In an effort to identify the nucleotides that are contributing to the predictive performance of the top and bottom 5% models, the number of times that an m (considered) nucleotide appeared in each position was recorded for each trial. These numbers were totaled across all 50 trials for each model, then averaged to determine how frequently each position appeared. Strikingly, nucleotide positions 2 and 5 were once more prominent, with position 5 appearing on average 2.54 out of a possible 3 times in the top performing 5% of models and position 2 appearing 2.48 times (Fig. 7). The remaining positions 1, 3, 4, and 6 appeared on average 1.98, 1.7, 2.2, and 1.52 times, respectively in the top 5% performing models (Fig. 7). At all positions within the INR CPE, the frequency of a considered nucleotide was higher in the top 5% models (shown in light grey in Fig. 7) when compared to the bottom 5% models (shown in dark grey in Fig. 7), indicating that a lower number of considered nucleotides is likely reducing the predictive performance of the bottom 5% models. This phenomenon is particularly clear at nucleotide position 3, which appears, on average, only 0.56 times in the bottom 5% (Fig. 7). However, position 3 also has one of the lowest inclusion frequencies amongst the top 5% models, which may simply be a result of the relatively strong consensus for an A nucleotide in this position in the INR CPE.

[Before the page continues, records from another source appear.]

PR #2916, opened 2026-03-15
Added unit test to confirm use of advanced basis by all simplex solvers, and updated hot start documentation

### LINKED ISSUE #2913: Document basis warm-start behavior: PAMI ignores readBasis(), presolve invalidates basis
## Summary

When solving a sequence of similar LPs (e.g., rolling-horizon weekly chunks in power system optimization where only RHS changes), basis warm-starting between solves would be valuable. However, several undocumented behaviors make warm-starting ineffective in practice:

### 1. PAMI (`simplex_strategy=2`) silently ignores `readBasis()`

After calling `h.readBasis("previous.bas")`, solving with `simplex_strategy=2` (PAMI parallel dual simplex) cold-starts from scratch — the loaded basis is not used. Only `simplex_strategy=1` (serial dual simplex) respects the loaded basis.

This is surprising because users naturally expect `readBasis()` to work with all simplex strategies. There's no warning or error when PAMI discards the basis.

### 2. `writeBasis()` writes empty basis after IPM without crossover

When solving with IPM (`solver=ipm`) and `run_crossover=off`, calling `writeBasis()` produces a file containing only:
```
HiGHS_basis_file v2
None
```

This is technically correct (IPM produces interior-point solutions, not vertex/basis solutions), but it would be helpful to either:
- Return an error/warning from `writeBasis()` when no basis exists
- Document that crossover must be enabled to get a valid basis from IPM

### 3. Presolve fundamentally conflicts with basis warm-starting

When presolve is ON, it reduces the LP dimensions (e.g., 1.4M → 128K rows in our case, ~89% reduction). A basis from the original LP cannot be used on the presolved LP because the dimensions don't match.

This creates a fundamental trade-off:
- **With presolve**: Cold-start on small LP (~120s in our case)
- **Without presolve**: Warm-start on full LP (~300s in our case)

For large LPs where presolve achieves significant reduction, cold-start with presolve wins. The HiGHS documentation could clarify this trade-off.

## Reproduction

```python
import highspy

h = highspy.Highs()
h.readModel("problem.mps")

# Solve first instance
h.setOptionValue("solver", "ipm")
h.setOptionValue("run_crossover", "on")  # needed for basis!
h.run()
h.writeBasis("warm.bas")  # Valid basis (with crossover)

# Modify RHS for next instance
h.changeRowsBounds(...)

# Attempt warm-start — THIS DOES NOT WORK with PAMI:
h.readBasis("warm.bas")
h.setOptionValue("simplex_strategy", 2)  # PAMI ignores the basis!
h.run()  # Cold-starts from scratch

# THIS WORKS but requires presolve=off (slower on large LPs):
h.readBasis("warm.bas")
h.setOptionValue("simplex_strategy", 1)  # Serial dual simplex
h.setOptionValue("presolve", "off")      # Must disable — presolved LP has different dimensions
h.run()  # Warm-starts from basis (but full LP is much larger)
```

## Context

We're solving 52 weekly DC-OPF chunks (168h each) for power system analysis using PyPSA + Linopy + HiGHS. Each chunk has ~844K columns and ~1.4M rows before presolve (~128K after). Between chunks, only the RHS (load, renewable profiles) changes — the LP structure is identical.

Currently, cold-start with presolve + PAMI (~120s/chunk) is our best approach. If HiGHS could warm-start PAMI from a basis on the presolved LP (mapping the original basis through presolve), this could potentially be much faster.

## Suggested Documentation Improvements

1. Document that `simplex_strategy=2` (PAMI) does not use loaded basis files
2. Document that `writeBasis()` requires crossover when using IPM
3. Add a note about the presolve vs warm-start trade-off for sequential LP solving
4. Consider warning when `readBasis()` is called but the chosen solver strategy will ignore it

jajhall:
This will close #2913

### DIFF
--- a/docs/src/guide/further.md
+++ b/docs/src/guide/further.md
@@ -5,7 +5,7 @@
 HiGHS has a sophisticated presolve procedure for LPs and MIPs that
 aims to reduce the dimension of the model that must be solved. In most
 cases, the time saved by solving the reduced model is very much
-greater than the time taken to perform presolve. Once he presolved
+greater than the time taken to perform presolve. Once the presolved
 model is solved, a postsolve procedure (of minimal computational cost)
 deduces the optimal solution to the original model. Hence presolve is
 performed by default. The only exception occus when there is a valid


docs/src/guide/further.md
```diff
@@ -1,5 +1,29 @@
 # [Further features](@id guide-further)
 
+## [Presolve](@id guide-presolve)
+
+HiGHS has a sophisticated presolve procedure for LPs and MIPs that
+aims to reduce the dimension of the model that must be solved. In most
+cases, the time saved by solving the reduced model is very much
+greater than the time taken to perform presolve. Once he presolved
```
filikat: "Once (T)he presolved model"

jajhall: Thanks!

PR #2920, opened 2026-03-17
Upgrade relaxed to acquire

Opt-Mucca:
On `hmw-mt` the thread sanitizer occasionally fails unless this line is changed. I am unsure if this is a complete fix.

The failure broken down into steps:
- Threads are spawned
- Thread X writes some data (the only thread that is able to write to this place).
- The main thread calls `taskWait()`
- The main thread after waiting (should be the only active thread) reads the data 
Issue: The data being read in is different to what was written

Unless I'm using the wrong `highs::parallel` calls, then one of the two cases must be happening.
1. `taskWait()` is returning while a task is still active (I doubt this because then there'd be odd errors flying all over the place)
2. The main thread is somehow not synchronised correctly, and not recognising the "new" data. (If this is true, then I'm struggling to understand why this change fixes the issue)

There could also be something else I'm missing.......

### DIFF
--- a/highs/parallel/HighsTask.h
+++ b/highs/parallel/HighsTask.h
@@ -122,7 +122,7 @@ class HighsTask {
     uintptr_t xormask = reinterpret_cast<uintptr_t>(owner) ^
                         reinterpret_cast<uintptr_t>(stealer);
     uintptr_t state =
-        metadata.stealer.fetch_xor(xormask, std::memory_order_relaxed);
+        metadata.stealer.fetch_xor(xormask, std::memory_order_acquire);
 
     assert(stealer != nullptr);
 


filikat:
I think it makes sense to have acquire there. My (over-simplified and probably wrong) logic is as follows:
requestNotifyWhenFinished is fetching metadata.stealer and uses it to tell whether the task has finished or not. This is used by waitForTaskToFinish, which returns if the task finished. This is used by sync_stolen_taks, which returns if the task finished. This is then used by sync and taskWait.
So, the data fetched by requestNotifyWhenFinished is eventually used to sync the tasks that taskWait is waiting for. 
If the fetch_xor does not acquire, it does not synchronize with the release in markAsFinished. So, there is nothing preventing the effects of getCallable()(), line 84 (where the task is actually executed), to be seen as happening after the task is mark as finished, line 71, from the point of view of the waiting thread.
In other words, some side effects of the task can be seen as happening after taskWait returns.
This is probably highly timing dependent, because it can only happen if the task completes in between the calls to waitForTaskToFinish and the call to requestNotifyWhenFinished.

PR #3219, opened 2026-08-17
Presolve/postsolve debug utilities

jajhall:
Introduces the struct `MipViolation` to gather data from `HighsMipSolver::solutionFeasible` rather than just `bound_violation_`, `row_violation_`, `integrality_violation_`. This allows more informative logging of "untransformed violations" when `log_dev_level` is positive. 

Introduced `reportOriginalPresolvedCol(report_col, sol);` to log model data (in both the original and presolved problem) about a column `report_col` (when non-negative) before calling `postSolveStack.undoPrimal` in `HighsMipSolverData::transformNewIntegerFeasibleSolution` since model data is unknown in `postSolveStack.undo`.

Introduced `getPresolvedColumnIndex` and `getPresolvedRowIndex` in `HighsPostSolveStack.h` so that the index of a column/row in the presolved model can be determined, allowing the model data for the column/row in the presolved problem to be logged.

Interdependency at nucleotide positions 2 and 5 in INR

To directly investigate the potential importance of nucleotide positions 2 and 5 in INR we also performed a two-tailed hypothesis test on the 205 annotated INR CPEs. The test was performed on all position pairs (15 total) and all nucleotide pairs (FitzGerald et al., 2006). From this analysis, it is clear that some positions show enrichment for specific nucleotide pairs when compared to other positions (Fig. 8). For example, interdependency appears to be enriched at position 5 (+3 relative to TSS), accounting for 11 out of the 20 total nucleotide pairs showing any significant dependence and includes all four pairs showing significant dependence at α = 0.01 (Fig. 8). Notably, the only nucleotide pair showing significant dependence at the most stringent α = 0.001 level was also found in positions 2 (−1 relative to TSS) and 5 (+3 relative to TSS), where an A in position 2 and a G in position 5 was found to be statistically over-enriched (1-sided test, p < 0.001). These observations are consistent with our MARZ results and emphasize the importance of including information on positions 2 and 5 in bioinformatic predictions of the INR CPE.